Bisnis.com, JAKARTA - Sebuah studi menunjukkan bahwa pemotongan pajak untuk orang kaya justru memperlebar ketidaksetaran dan tidak memberi keuntungan bagi masyarakat kelas lain.
Penelitian oleh David Hope dari London School of Economics dan Julian Limberg dari Kings's College London itu menemukan bahwa pemotongan pajak selama 50 tahun terhadap orang kaya hanya berdampak pada individu yang terkena dampak langsung. Tidak banyak pengaruh pada pertumbuhan ekonomi dan pekerjaan yang ditimbulkan.
"Pembuat kebijakan tidak perlu khawatir bahwa menaikkan pajak pada orang kaya untuk mendanai biaya finansial pandemi akan merugikan ekonomi mereka," kata Hope dilansir Bloomberg, Rabu (16/12/2020).
Temuan itu menjadi argumen tandingan yang sering dibuat di Amerika Serikat bahwa kebijakan yang secara tidak proporsional mendukung individu yang lebih kaya pada akhirnya akan mempengaruhi seluruh lapisan perekonomian.
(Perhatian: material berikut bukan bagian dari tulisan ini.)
PR #2791, opened 2023-11-18
feat: Support Line Column in file pickers

### LINKED ISSUE #2650: Add an ability to open direct location
I usually deal with direct location output from the compiler which is a path to the file plus the location marker. e.g.

```
my/directory/file.rs:24:4
```

I want to be able to paste this directly to the telescope, press enter, and appear in the direct symbol location.

> P.S. This is possible in vs code with no additional setup for example

1. Open telescope search
2. Observe nothing found
3. Remove paths 
4. type :24<CR> to go to the line 

**Additional context**
This should be primarily an input feature — strip out everything that looks like location, search, and when open file focus specific symbol. That's why I think it should be a part of the telescope core and not be solved via plugins. 

If you are interested I can open PR for this

dmtrKovalenko:
## Type of change

## Description

Fixing the original issue: When selecting files in the telescope impossible to copy paths from the compiler, you need to clear the location from the path.

Fixes #2650

This fixes the problem by stripping out the location from the path (important: only for file pickers). And using the location to set the cursor when opening the file.

There is a new option `files_picker` for a `Picker` that needs to be set to true for all file pickers, for now, it basically enables location stripping which makes no sense in another type of pickers.

Watch the video:

https://github.com/nvim-telescope/telescope.nvim/assets/16926049/1ee3b507-4af9-4d0f-abe2-3c67254dfcd9

## Implementation notice

I didn't find another way to put the location stripping because it must happen right after the input and make sure that if the location is set the prompt = input without location. But after we calculated that during selection we can set `entry.lnum` and `entry.col` to the value and reuse all the existing functionality to jump to the cursor

## How it is different from https://github.com/nvim-telescope/telescope.nvim/pull/2312

The PR seems to be abandoned but I need this functionality so much so I updated and changed it myself, made the API closer to the current entry row/linenr selection state which is used in live_grep, implemented support for the column number, added automated tests, and highlighted the line and column in the previewer.

## How Has This Been Tested?

An added test suite that covers the algorithm of stripping the location from the path to the `utils_spec.lua` 

Manual test:

1. Open telescope to find files
2. Enter a:12:1
3. Observer that files with a in the name found
4. Open the file and observe that you are in the :12:1 position

**Configuration**:

NVIM v0.9.4
Build type: Release
LuaJIT 2.1.1699180677
* Operating system and version: MacOS 13

# Checklist:

### DIFF
--- a/lua/telescope/builtin/__files.lua
+++ b/lua/telescope/builtin/__files.lua
@@ -386,7 +386,7 @@ files.find_files = function(opts)
       prompt_title = "Find Files",
       __locations_input = true,
       finder = finders.new_oneshot_job(find_command, opts),
-      previewer = conf.file_previewer(opts),
+      previewer = conf.grep_previewer(opts),
       sorter = conf.file_sorter(opts),
     })
     :find()
--- a/lua/telescope/builtin/__files.lua
+++ b/lua/telescope/builtin/__files.lua
@@ -384,6 +384,7 @@ files.find_files = function(opts)
   pickers
     .new(opts, {
       prompt_title = "Find Files",
+      __locations_input = true,
       finder = finders.new_oneshot_job(find_command, opts),
       previewer = conf.file_previewer(opts),
       sorter = conf.file_sorter(opts),
--- a/lua/telescope/pickers.lua
+++ b/lua/telescope/pickers.lua
@@ -319,6 +319,8 @@ function Picker:new(opts)
     cache_picker = config.resolve_table_opts(opts.cache_picker, vim.deepcopy(config.values.cache_picker)),
 
     __scrolling_limit = tonumber(vim.F.if_nil(opts.temp__scrolling_limit, 250)),
+
+    __allow_locations_input = opts.__locations_input or false,
   }, self)
 
   obj.create_layout = opts.create_layout or config.values.create_layout or default_create_layout
@@ -626,6 +628,24 @@ function Picker:find()
       local start_time = vim.loop.hrtime()
 
       local prompt = self:_get_next_filtered_prompt()
+      if self.__allow_locations_input == true then
+        local filename, line_number, column_number = utils.__separate_file_path_location(prompt)
+
+        if line_number or column_number then
+          state.set_global_key("prompt_location", { row = line_number, col = column_number })
+          self:refresh_previewer()
+        elseif state.get_global_key "prompt_location" then
+          state.set_global_key("prompt_location", nil)
+          self:refresh_previewer()
+        end
+
+        -- it is important to continue behaving as if there is no location in prompt
+        prompt = filename
+      elseif state.get_global_key "prompt_location" then
+        -- in case new picker that does not support locations is opened clear the location
+        -- without refreshing previewer
+        state.set_global_key("prompt_location", nil)
+      end
 
       -- TODO: Entry manager should have a "bulk" setter. This can prevent a lot of redraws from display
       if self.cache_picker == false or self.cache_picker.is_cached ~= true then
@@ -1046,6 +1066,13 @@ function Picker:set_selection(row)
   end
 
   local entry = self.manager:get_entry(self:get_index(row))
+
+  local prompt_location = state.get_global_key "prompt_location"
+  if entry and prompt_location then
+    entry.lnum = prompt_location.row or 0
+    entry.col = prompt_location.col or 0
+  end
+
   state.set_global_key("selected_entry", entry)
 
   if not entry then
--- a/lua/telescope/pickers.lua
+++ b/lua/telescope/pickers.lua
@@ -320,7 +320,7 @@ function Picker:new(opts)
 
     __scrolling_limit = tonumber(vim.F.if_nil(opts.temp__scrolling_limit, 250)),
 
-    __allow_locations_input = opts.__locations_input or false,
+    __locations_input = vim.F.if_nil(opts.__locations_input, false),
   }, self)
 
   obj.create_layout = opts.create_layout or config.values.create_layout or default_create_layout
@@ -628,7 +628,7 @@ function Picker:find()
       local start_time = vim.loop.hrtime()
 
       local prompt = self:_get_next_filtered_prompt()
-      if self.__allow_locations_input == true then
+      if self.__locations_input == true then
         local filename, line_number, column_number = utils.__separate_file_path_location(prompt)
 
         if line_number or column_number then
--- a/lua/telescope/pickers.lua
+++ b/lua/telescope/pickers.lua
@@ -633,17 +633,14 @@ function Picker:find()
 
         if line_number or column_number then
           state.set_global_key("prompt_location", { row = line_number, col = column_number })
-          self:refresh_previewer()
         elseif state.get_global_key "prompt_location" then
           state.set_global_key("prompt_location", nil)
-          self:refresh_previewer()
         end
 
         -- it is important to continue behaving as if there is no location in prompt
         prompt = filename
       elseif state.get_global_key "prompt_location" then
         -- in case new picker that does not support locations is opened clear the location
-        -- without refreshing previewer
         state.set_global_key("prompt_location", nil)
       end
 
@@ -1130,6 +1127,7 @@ function Picker:set_selection(row)
     return
   end
 
+  self:refresh_previewer()
   if old_entry == entry and self._selection_row == row then
     return
   end
@@ -1137,8 +1135,6 @@ function Picker:set_selection(row)
   -- TODO: Get row & text in the same obj
   self._selection_entry = entry
   self._selection_row = row
-
-  self:refresh_previewer()
 
   vim.api.nvim_win_set_cursor(self.results_win, { row + 1, 0 })
 end
--- a/lua/telescope/pickers.lua
+++ b/lua/telescope/pickers.lua
@@ -1067,7 +1067,13 @@ function Picker:set_selection(row)
   local prompt_location = state.get_global_key "prompt_location"
   if entry and prompt_location then
     entry.lnum = prompt_location.row or 0
-    entry.col = prompt_location.col or 0
+    if prompt_location.col and prompt_location.col > 0 then
+      entry.col = prompt_location.col
+      entry.colend = prompt_location.col + 1
+    else
+      entry.col = 1 -- we do + 1 here because previewer does -1
+      entry.colend = 0
+    end
   end
 
   state.set_global_key("selected_entry", entry)
--- a/lua/telescope/previewers/buffer_previewer.lua
+++ b/lua/telescope/previewers/buffer_previewer.lua
@@ -524,10 +524,11 @@ previewers.vimgrep = defaulter(function(opts)
       local lnum, lnend = entry.lnum - 1, (entry.lnend or entry.lnum) - 1
 
       local col, colend = 0, -1
+      -- Both col delimiters should be provided for them to take effect.
+      -- This is to ensure that column range highlighting was opted in, as `col`
+      -- is already used to determine the buffer jump position elsewhere.
       if entry.col and entry.colend then
         col, colend = entry.col - 1, entry.colend - 1
-      elseif entry.col and entry.col > 0 and not entry.colend then
-        col, colend = entry.col - 1, entry.col
       end
 
       for i = lnum, lnend do
--- a/lua/telescope/previewers/buffer_previewer.lua
+++ b/lua/telescope/previewers/buffer_previewer.lua
@@ -488,29 +488,6 @@ end
 previewers.cat = defaulter(function(opts)
   opts = opts or {}
   local cwd = opts.cwd or vim.loop.cwd()
-  local function jump_to_line(bufnr, winid)
-    pcall(vim.api.nvim_buf_clear_namespace, bufnr, ns_previewer, 0, -1)
-    local location = global_state.get_global_key "prompt_location"
-
-    if location and location.row > 0 then
-      local highlight_range = location.col and location.col > 0 and { location.col - 1, location.col } or { 0, -1 }
-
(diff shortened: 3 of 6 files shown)


lua/telescope/pickers.lua
```diff
@@ -330,9 +332,9 @@ function Picker:new(opts)
     end
     obj.previewer = obj.all_previewers[obj.current_previewer_index]
     if
-      obj.preview_title == nil
-      or #obj.all_previewers > 1
-      or opts.resumed_picker and opts.fix_preview_title ~= true
+        obj.preview_title == nil
+        or #obj.all_previewers > 1
+        or opts.resumed_picker and opts.fix_preview_title ~= true
```
dmtrKovalenko, line 337:
```suggestion
      obj.preview_title == nil
      or #obj.all_previewers > 1
      or opts.resumed_picker and opts.fix_preview_title ~= true
```

lua/telescope/pickers.lua
```diff
@@ -626,6 +628,24 @@ function Picker:find()
...
+          self:refresh_previewer()
+        end
+
+        -- it is important to continue behaving as if there is no location in prompt
+        prompt = filename
+      elseif state.get_global_key "prompt_location" then
+        -- in case new picker that does not support locations is opened clear the location
+        -- without refreshing previewer
+        state.set_global_key("prompt_location", nil)
+      end
```
Conni2461, line 648: this doesnt really address this comment: https://github.com/nvim-telescope/telescope.nvim/pull/2312#issuecomment-1479645530

i agree with tj here, that i dont really want builtin specific code in `pickers.lua`, because i dont think we should couple specific builtin code with the framework.

The framework should rather expose callbacks that allow us to do these things.

why can't we use `_on_input_filter_cb` its used in `_get_next_filtered_prompt` and we can then return the new prompt with `{ prompt = "asdf" }`

lua/telescope/pickers.lua
```diff
@@ -1046,6 +1066,13 @@ function Picker:set_selection(row)
   end
 
   local entry = self.manager:get_entry(self:get_index(row))
+
+  local prompt_location = state.get_global_key "prompt_location"
+  if entry and prompt_location then
+    entry.lnum = prompt_location.row or 0
+    entry.col = prompt_location.col or 0
+  end
```
Conni2461, line 1074: not sure we should inject that here into the entry, i'd rather we just use that prompt_location in the actions, similar to what you did with the previewer, because with this right now you could have just used the `entry.lnum` and `entry.col` in previewer code, fyi

Why do you do it like this?

dmtrKovalenko: To reuse the code of putting the cursor to the specific location, thus we will need to duplicate them but I’m find with that either

lua/telescope/pickers.lua
dmtrKovalenko: I can look into that as well

dmtrKovalenko: Hey @Conni2461 after a bit of investigation I realised why it would be a bad idea to put it into some callback — the biggest problem is the global state that we need to mutate and when the new picker is open we need to clear this state (or at least reset on reopening). I don't like an idea of stacking callbacks (we need to keep the functionality) and mutating global state inside of the stacked callbacks.

My proposal would be different. Define a new callback — `get_prompt_metadata` that will be executed in the picker and get the metadata from the prompt, then use this metadata to set the entry.lnum and entry.col on selection and also push this into the previewer.state. 

Thus we will never end up in a way when the global state is mutated. But every file-related picker will need to provide this `get_prompt_metadata` to achieve location parsing. 

If you are ok with this design please let me know — waiting for the green light.

Conni2461: hmm, let me think about it. I am also not that happy with a new kinda specific callback (cant think of another reason why we would need that)

dmtrKovalenko: I'll just put 3 things that are requirements for this feature (in my opinion): 

1. You need to mutate the prompt when the location is valid
2. You need to save the location and if it global state clear it for non supported picker
3. In my ideal world all of my pickers even external https://github.com/nvim-telescope/telescope-frecency.nvim will support this feature, or for instance I want to implement search by sapling files would support this feature, so having it as one flag option on the picker is preferred

Conni2461: please be patient. Its been 3 days (, i reviewed it, i started looking into different implementations but i am also really busy. This project is my free time and i which is generally limited to weekends.

I'll merge a solution for this feature, but i need to think about this a couple more days. I'll not rush a solution because the majority of vim users tend to run the default branch, which makes breaking changes a pain.

I think you can run your fork a couple more days because there werent any mayor commits on master anyway.

dmtrKovalenko: Sure, happy to understand that it is not lost.

Conni2461: i think i have a implementation i slighly prefer: https://github.com/nvim-telescope/telescope.nvim/commit/64fc6c58f984b17ae243da90a75f3bafd23227df

i am not entirely happy and we need some util functions so people can easily set the callback but i think that makes it less coupled inside the picker.

so its not done, but i also havent spend more than 30minutes on it.

Its pretty likely that i dont have time to look at this prior to saturday, just a heads up

dmtrKovalenko: Thank you for doing that, what confuses me in this is that the “filter_input_cb” sets totally global state which is super unclear side effect as for me. Just a thought, happy to help with any implementation you choose.

just let me know what I can do, thank you for your help on this!!

Conni2461: yeah what i dont like about your implementation is that picker now does things that are totally only related to file specific things.

the picker itself, ui, sorting, etc, has nothing to do with files it operates on lists.

> telescope.nvim is a highly extendable fuzzy finder over lists. Built on the latest awesome features from neovim core. Telescope is centered around modularity, allowing for easy customization.

its also not a global global thing. i was thinking about introducing this local_state, which gets cleaned up after shutdown and allows users to save information, that is then accessible in the different stages of the picker (preview and actions). i am not happy that the default action/previewer have knowledge about this key/value pair, thats why i think its not done yet, but i think its a step up, because the picker no longer is responsible for it.

xiantang (approved):

dmtrKovalenko:
@Conni2461 it is already a month — could I somehow help to get this merged? If you have any ideas of how I can improve the implementation please briefly write them here and I'll try to add them. 

Or do you want to simply move forward with your version https://github.com/nvim-telescope/telescope.nvim/commit/64fc6c58f984b17ae243da90a75f3bafd23227df?

Conni2461:
Okay lets merge this as an "experimental" feature ... I still wanna mention that I dont like the application Interface, and i wanna 100% rework it but this isn't possible without some mayor effort with some kinda telescope hooking system which takes too long right now, conceptional and then the actual implementation of that. (Problems summed up in this comment thread: https://github.com/nvim-telescope/telescope.nvim/pull/2791#discussion_r1399037013 and in the original proposal https://github.com/nvim-telescope/telescope.nvim/pull/2312). 

TLDR: telescope core has nothing to do with files and having the core system be tied to this is a system design decision i dont like.

I need a couple of changes that bascially mark this as experimental after that i would merge this, even though it doesnt makes me happy. Comments regarding these changes, follow below

lua/telescope/builtin/__files.lua
```diff
@@ -384,6 +384,7 @@ files.find_files = function(opts)
   pickers
     .new(opts, {
       prompt_title = "Find Files",
+      files_picker = true,
```
Conni2461, line 387: lets rename this to `__cursor_support` (i think, important thing is the `__` prefix)

lua/telescope/pickers.lua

Itu akan menjadi berita baik untuk Menteri Keuangan Inggris Rishi Sunak yang berencana menaikkan pajak dan pungutan yang mungkin berdampak secara tidak proporsional pada individu berpenghasilan tinggi. Upaya itu dalam rangka membangun kembali keuangan publik yang terpukul krisis akibat pandemi virus corona.
Studi itu juga menunjukkan ekonomi Inggris akan dapat mengatasi kebijakan pajak 5 persen sekali pungut yang diumumkan Komisi Pajak Kekayaan pekan lalu yang akan mempengaruhi sekitar 8 juta penduduk.
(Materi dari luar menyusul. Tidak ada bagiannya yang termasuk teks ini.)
PR #2808, opened 2023-12-10
make the 0 args command could be repeated by `@:`

gh-liu:
make the 0-args command could be repeated by `@:`


jamestrew (approved):
lgtm thanks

Para penulis menerapkan analisis yang menggabungkan berbagai pungutan yang diterapkan pada pendapatan, modal dan aset di 18 negara OECD, termasuk AS dan Inggris, selama setengah abad terakhir.
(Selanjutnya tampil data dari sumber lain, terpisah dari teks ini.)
Issue #2816, opened 2023-12-24
FEAT REQUEST: Only store non-empty prompts in the cache (for last search)


krshrimali:
**Is your feature request related to a problem? Please describe.**
An example flow to show-case the problem:

- I searched for something using telescope. It's stored in the cache_picker.
- I opened the telescope search again (not the last search, just something like `find_files`).
- I didn't want to search anything, as I wanted to open last search but I mistakenly opened `find_files` picker.
- I close the prompt.
- I open last search prompt expecting it to show me my last valid search (definition of valid is to be discussed)
- But it shows me the last empty search I did.

This is a problem for _some_, but not for all probably if they really wanted to see the last search.

**Describe the solution you'd like**

- **Solution - 1: Have a flag to change the behaviour of last search**

  In order to not break the existing flow, I would like this to be an option in the config: (I am really bad at phrasing, so please take the following as an example only for config change). If the flag is set to `true`, the last search picker would only show the last non-empty prompt and not literally the last prompt.

```
cache_non_empty_only = true/false
```

- **Solution - 2: Have another option to just show last non empty search**

  This would be like, adding another option to use this non-empty picker, where if they do `Telescope last_non_empty_search` - it would show the last non-empty prompt.

**Describe alternatives you've considered**
I've not really been able to consider any alternatives for this.

**Additional context**
- There is a PR I made to show the change (though, haven't added the config change option to avoid breaking change) to be made to support only non-empty prompt in the last search. PR link: https://github.com/nvim-telescope/telescope.nvim/pull/2817
- The PR is only to show and discuss my idea, and I would totally understand if the maintainers decide against this feature request, happy to close the PR post discussion. :)

PR #2817, opened 2023-12-24
Only store into cache picker if the prompt is non empty; support last non-empty search instead

krshrimali:
# Description

Attempts to fix https://github.com/nvim-telescope/telescope.nvim/issues/2816, partially though - haven't added a config flag to avoid breaking change.

Please note that this PR is for discussion first, and I can work on testing/cleaning up later once the issue is addressed and approved to be worked upon.

## Type of change

# How Has This Been Tested?

It's been tested locally with the flow given in the issue.

**Configuration**:

# Checklist:

### DIFF
--- a/lua/telescope/config.lua
+++ b/lua/telescope/config.lua
@@ -506,7 +506,7 @@ append(
   {
     num_pickers = 1,
     limit_entries = 1000,
-    ignore_empty_prompt = false,
+    ignore_empty_prompt = true,
   },
   [[
     This field handles the configuration for picker caching.
@@ -528,9 +528,9 @@ append(
       - limit_entries:        The amount of entries that will be saved for each
                               picker.
                               Default: 1000
-      - ignore_empty_prompt:  If true, the picker will not be cached if the
+      - ignore_empty_prompt:  If false, the picker will be cached even if the
                               prompt is empty (i.e., no text has been typed at the time of closing the prompt).
-                              Default: false
+                              Default: true
     ]]
 )
 
--- a/lua/telescope/config.lua
+++ b/lua/telescope/config.lua
@@ -520,17 +520,18 @@ append(
 
     Fields:
       - num_pickers:          The number of pickers to be cached.
-                              Set to -1 to preserve all pickers of your session.
-                              If passed to a picker, the cached pickers with
-                              indices larger than `cache_picker.num_pickers` will
-                              be cleared.
+                              Set to -1 to preserve all pickers of your
+                              session. If passed to a picker, the cached
+                              pickers with indices larger than
+                              `cache_picker.num_pickers` will be cleared.
                               Default: 1
-      - limit_entries:        The amount of entries that will be saved for each
-                              picker.
+      - limit_entries:        The amount of entries that will be saved for
+                              each picker.
                               Default: 1000
-      - ignore_empty_prompt:  If false, the picker will be cached even if the
-                              prompt is empty (i.e., no text has been typed at the time of closing the prompt).
-                              Default: true
+      - ignore_empty_prompt:  If true, the picker will not be cached if
+                              the prompt is empty (i.e., no text has been
+                              typed at the time of closing the prompt).
+                              Default: false
     ]]
 )
 
--- a/lua/telescope/config.lua
+++ b/lua/telescope/config.lua
@@ -506,6 +506,7 @@ append(
   {
     num_pickers = 1,
     limit_entries = 1000,
+    ignore_empty_prompt = false,
   },
   [[
     This field handles the configuration for picker caching.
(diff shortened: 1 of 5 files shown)


lua/telescope/pickers.lua
```diff
@@ -1544,11 +1544,17 @@ function pickers.on_close_prompt(prompt_bufnr)
...
       picker.cache_picker.selection_row = picker._selection_row
-      picker.cache_picker.cached_prompt = picker:_get_prompt()
+
+      -- only cache if prompt is not empty
+      if not (curr_prompt == nil or curr_prompt == "") then
+        picker.cache_picker.cached_prompt = curr_prompt
+        table.insert(cached_pickers, 1, picker)
+      end
+
       picker.cache_picker.is_cached = true
```
jamestrew, line 1557: Should these `picker.*` values only set inside the if statement?

jamestrew (commented):
I think I'm in agreeance about only caching non-empty-prompt pickers but I'm not personally a regular user of telescope's history/resume functionality and I don't have a lot of familiarity with this part of the code either. I'll need to take some time or have others chime in.

lua/telescope/pickers.lua
krshrimali: Good catch! Done :) Also tested locally, it works as expected. Could you please help approve workflows for this PR so that I can check if there is any workflow failing? Thank you!

krshrimali:
Hi, @jamestrew - Apologies for the ping, just wondering, would you know the right person to ping for this PR to be reviewed? 🤔 It would help if I could get some thoughts on this, and get this landed in master if everything sounds good to the reviewers. 💯

jamestrew:
@Conni2461 any chance you can take a look at this?
otherwise I will try to get around to it eventually

Conni2461:
i'll think about this, let me come back to you in the next 2 days

krshrimali:
Hi, @Conni2461 - Happy new year! I understand this PR might have been lost because of holidays and other PRs, but could you help take a look if you get some time? Thank you!

Conni2461:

Penelitian dalam makalah itu mencakup kebijakan hingga 2015, tetapi Hope mengatakan analisisnya juga akan berlaku untuk pemotongan pajak Presiden Donald Trump pada 2017.
"Penelitian kami menunjukkan bahwa kebijakan semacam itu tidak memberikan efek ke bawah seperti yang diklaim para pendukung," kata Hope.